Comprehensive Guide to Statistics for High-Quality Data Analytics
1. Descriptive Statistics
1.1 Measures of Central Tendency
Solved Problem 1: Mean Calculation
Problem: Find the mean of the dataset [10, 20, 30, 40, 50].
Solution:
Mean = (10 + 20 + 30 + 40 + 50) / 5 = 30
Solved Problem 2: Median Calculation
Problem: Find the median of [5, 10, 15, 20, 25, 30].
Solution:
Since the dataset has an even number of elements, the median is the average of the two
middle values:
Median = (15 + 20) / 2 = 17.5
Solved Problem 3: Mode Calculation
Problem: Find the mode of [4, 5, 6, 7, 5, 8, 5, 9].
Solution: The number 5 appears most frequently. Hence, Mode = 5.
2. Inferential Statistics
Solved Problem 6: Binomial Probability
Problem: A fair coin is flipped 4 times. What is the probability of getting exactly 2 heads?

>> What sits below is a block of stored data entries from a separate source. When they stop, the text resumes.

PR #345, opened 2026-08-09
ci(zuuallet): narrow the plugins path filter to tauri-plugin-zcash

### LINKED ISSUE #339: ci(zuuallet): narrow the wallet/plugins path filter to tauri-plugin-zcash
## Problem

`.github/workflows/zuuallet.yml` filters on `paths: wallet/plugins/**` (~lines 21 and 29). That directory currently holds only `tauri-plugin-zcash`, which zuuallet genuinely consumes — so today it is correct by accident.

But it means **any** future crate placed under `wallet/plugins/` triggers zuuallet's full Rust gate — a **45-minute job** — on every PR touching that crate, forever, even for a crate zuuallet never builds against.

## Fix

Narrow both occurrences:

```yaml
paths:
  - 'wallet/plugins/tauri-plugin-zcash/**'
```

## Why now

It is a two-line change that costs nothing today and prevents a standing 45-minute tax the moment a second plugin crate exists. Cheaper to fix before the fact than to notice later as "CI got slow."

## Acceptance criteria

- [ ] Both `paths:` occurrences in `zuuallet.yml` narrowed to `tauri-plugin-zcash/**`.
- [ ] A PR touching only `wallet/plugins/tauri-plugin-zcash/**` still triggers the zuuallet Rust job.
- [ ] A PR touching an unrelated path under `wallet/plugins/` does not.

skyl:
## Why

`.github/workflows/zuuallet.yml` filtered on `wallet/plugins/**` in both its
`pull_request` and `push` triggers. That is correct *only by accident*: the
directory currently holds exactly one crate, `tauri-plugin-zcash`, and that is
the one zuuallet actually consumes.

The moment a second crate lands under `wallet/plugins/`, every PR touching it
would fire zuuallet's full Rust gate — a ~45-minute job spanning
`ubuntu-latest` plus the `custody-platforms` macOS/Windows matrix — for a crate
zuuallet never builds against. That is a standing tax that only gets noticed
later as "CI got slow," by which time the cause is non-obvious. Two lines now,
free forever.

## What I verified

- **Exactly two occurrences.** `wallet/plugins/**` appeared only at lines 21
  and 29, both `paths:` filters, both the same "zuuallet consumes this plugin"
  case. The workflow's other four `wallet/plugins` references were already
  specific to `tauri-plugin-zcash` (`--manifest-path`, rust-cache `workspaces`).
- **Zuuallet's real path dependencies.** `wallet/zuuallet/src-tauri/Cargo.toml`
  has exactly one path dep under `wallet/plugins/`:
  `tauri-plugin-zcash = { path = "../../plugins/tauri-plugin-zcash" }`.
  The plugin's own path deps all point into `z/zcash/librustzcash`, which the
  filter already covers via its `z/zcash/librustzcash` entry. So the narrowed
  glob is a complete cover of the actual dependency graph — no transitive input
  loses coverage.
- **`zuuli.yml` is untouched.** The required `gate` check derives from
  `zuuli.yml`'s `changes` job, which uses a separate shell `case` glob list
  (`wallet/zuuli/*|wallet/plugins/*|...`) evaluated against a local `git diff` —
  a different mechanism entirely from GitHub's `on.paths`. This change cannot
  affect it. (`zuuli-packaging.yml` likewise keeps its own `wallet/plugins/**`
  filter; both are ZUULI's to decide and out of scope here.)
- **YAML parses**, and the two filter lists round-trip as intended.

## Acceptance criteria

- [x] Both `paths:` occurrences narrowed to `wallet/plugins/tauri-plugin-zcash/**`.
- [x] A PR touching only `wallet/plugins/tauri-plugin-zcash/**` still matches the
      filter, so the zuuallet Rust job still triggers.
- [x] A PR touching an unrelated path under `wallet/plugins/` no longer matches.

Note: this PR itself changes only `.github/workflows/zuuallet.yml`, which is its
own filter entry — so zuuallet's jobs do run here, exercising the edited file.

Closes #339

### DIFF
--- a/.github/workflows/zuuallet.yml
+++ b/.github/workflows/zuuallet.yml
@@ -18,7 +18,7 @@ on:
   pull_request:
     paths:
       - 'wallet/zuuallet/**'
-      - 'wallet/plugins/**'
+      - 'wallet/plugins/tauri-plugin-zcash/**'
       - 'z/zcash/librustzcash'
       - '.gitmodules'
       - '.github/workflows/zuuallet.yml'
@@ -26,7 +26,7 @@ on:
     branches: [main]
     paths:
       - 'wallet/zuuallet/**'
-      - 'wallet/plugins/**'
+      - 'wallet/plugins/tauri-plugin-zcash/**'
       - 'z/zcash/librustzcash'
       - '.gitmodules'
       - '.github/workflows/zuuallet.yml'


skyl:

All checks green, including the 18m21s `rust` job — which is itself the acceptance evidence that the job still fires for a change matching the narrowed filter. Diff is exactly the two lines and nothing else.

Verification I checked rather than took on trust: `wallet/zuuallet/src-tauri/Cargo.toml` has exactly one path dependency under `wallet/plugins/` (`tauri-plugin-zcash`), and that plugin's own path deps all point into `z/zcash/librustzcash`, which the filter already lists separately. So the narrowed glob loses no transitive input.

Good call flagging `zuuli-packaging.yml` (lines 7, 19) and `zuuli.yml`'s `case` list carrying the same latent breadth, and better judgment leaving them out of a two-line PR. Filing the follow-up.

Issue #311, opened 2026-08-08
E2EE Phase 1: seed-derived identity + key transparency directory


skyl:
Phase 1 of #305. **Blocked on** the Phase 0 architecture document landing.

## Goal
Give every user a messaging identity the server cannot lie about. **This is the issue that closes #133** — today the server relays WebRTC SDP and can substitute its own fingerprints, so it can MITM any session undetectably.

## Scope
- **Seed-derived identity** (D6): hardened, ZIP-32-style derivation on a dedicated messaging-only branch of the existing wallet mnemonic. Restore your wallet, restore your identity.
  - **Hard constraint:** never reuse Sapling/Orchard spending or viewing keys. Different curves (Jubjub/Pallas vs X25519/Ed25519), and key separation is non-negotiable. Derive a distinct seed, then generate messaging keys from it.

Solution: Using the binomial probability formula:
P(2 heads) = 6 * (0.5)^2 * (0.5)^2 = 0.375
3. Regression Analysis
Solved Problem 8: Simple Linear Regression
Problem: Given the data X = [1, 2, 3, 4] and Y = [2, 2.5, 3.5, 5], find the regression equation.
Solution: Using the least squares method, we get:
Regression equation: Y = 1.2 + 0.9X
Practice Problems (For You to Try)
1. Calculate the mean, median, and mode for [10, 12, 14, 14, 18, 20].

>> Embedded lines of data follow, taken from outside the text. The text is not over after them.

Issue #338, opened 2026-08-09
Rust toolchain: single source of truth for the version pin, plus a bump policy


skyl:
## Problem

The Rust toolchain version is **duplicated in 11 places** with no single source of truth, and the pinned version (1.88.0, released June 2025) is now ~14 months old.

Every literal pin found today:

| Location | Value |
|---|---|
| `wallet/rust-toolchain.toml:2` | `channel = "1.88.0"` |
| `wallet/zuuli/src-tauri/Cargo.toml:5` | `rust-version = "1.88"` |
| `wallet/zuuallet/src-tauri/Cargo.toml:5` | `rust-version = "1.88"` |
| `wallet/plugins/tauri-plugin-zcash/Cargo.toml:5` | `rust-version = "1.88"` |
| `.github/workflows/zuuli.yml:152,194` | `toolchain: 1.88.0` (×2) |
| `.github/workflows/zuuallet.yml:142` | `dtolnay/rust-toolchain@1.88.0` |
| `.github/workflows/zuuli-packaging.yml:49` | `ZUULI_RUST_VERSION: "1.88.0"` |
| `.github/workflows/zuuli-packaging.yml:115,209,308` | `toolchain: 1.88.0` (×3) |
| `.github/workflows/zuuli-release.yml:42` | `ZUULI_RUST_VERSION: "1.88.0"` |
| `.github/workflows/zuuli-release.yml:215,362,…` | `toolchain: 1.88.0` |

Note `ZUULI_RUST_VERSION` is declared **twice** (packaging and release) rather than once, and the release workflows verify it with `rustc --version | grep -F "rustc $ZUULI_RUST_VERSION "` — so a partial bump fails loudly in release rather than at PR time, which is the worst place to find out.

There is also **no stated policy**: no cadence, no criteria for bumping, no owner. The pin just ages.

## Why it matters now

- Modern crates increasingly declare MSRVs above 1.88. This has already been hit in dependency evaluation: `openmls 0.9` requires **1.91**, and `openmls 0.8.1` declares no `rust-version` at all, so its true floor is unknown against our pin.
- `AGENTS.md` already documents rustc-version skew between macOS dev machines and Linux CI as a known bug source.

2. A dataset has a mean of 20 and a standard deviation of 5. Find the variance.
3. A dice is rolled 3 times. Find the probability of getting exactly 2 sixes.
4. A university claims students study 6 hours per day. A survey shows a mean of 5.5 hours
with a standard deviation of 1 hour. Use a t-test to verify the claim.
5. Given data (X: [1, 2, 3], Y: [3, 6, 9]), calculate the Pearson correlation coefficient.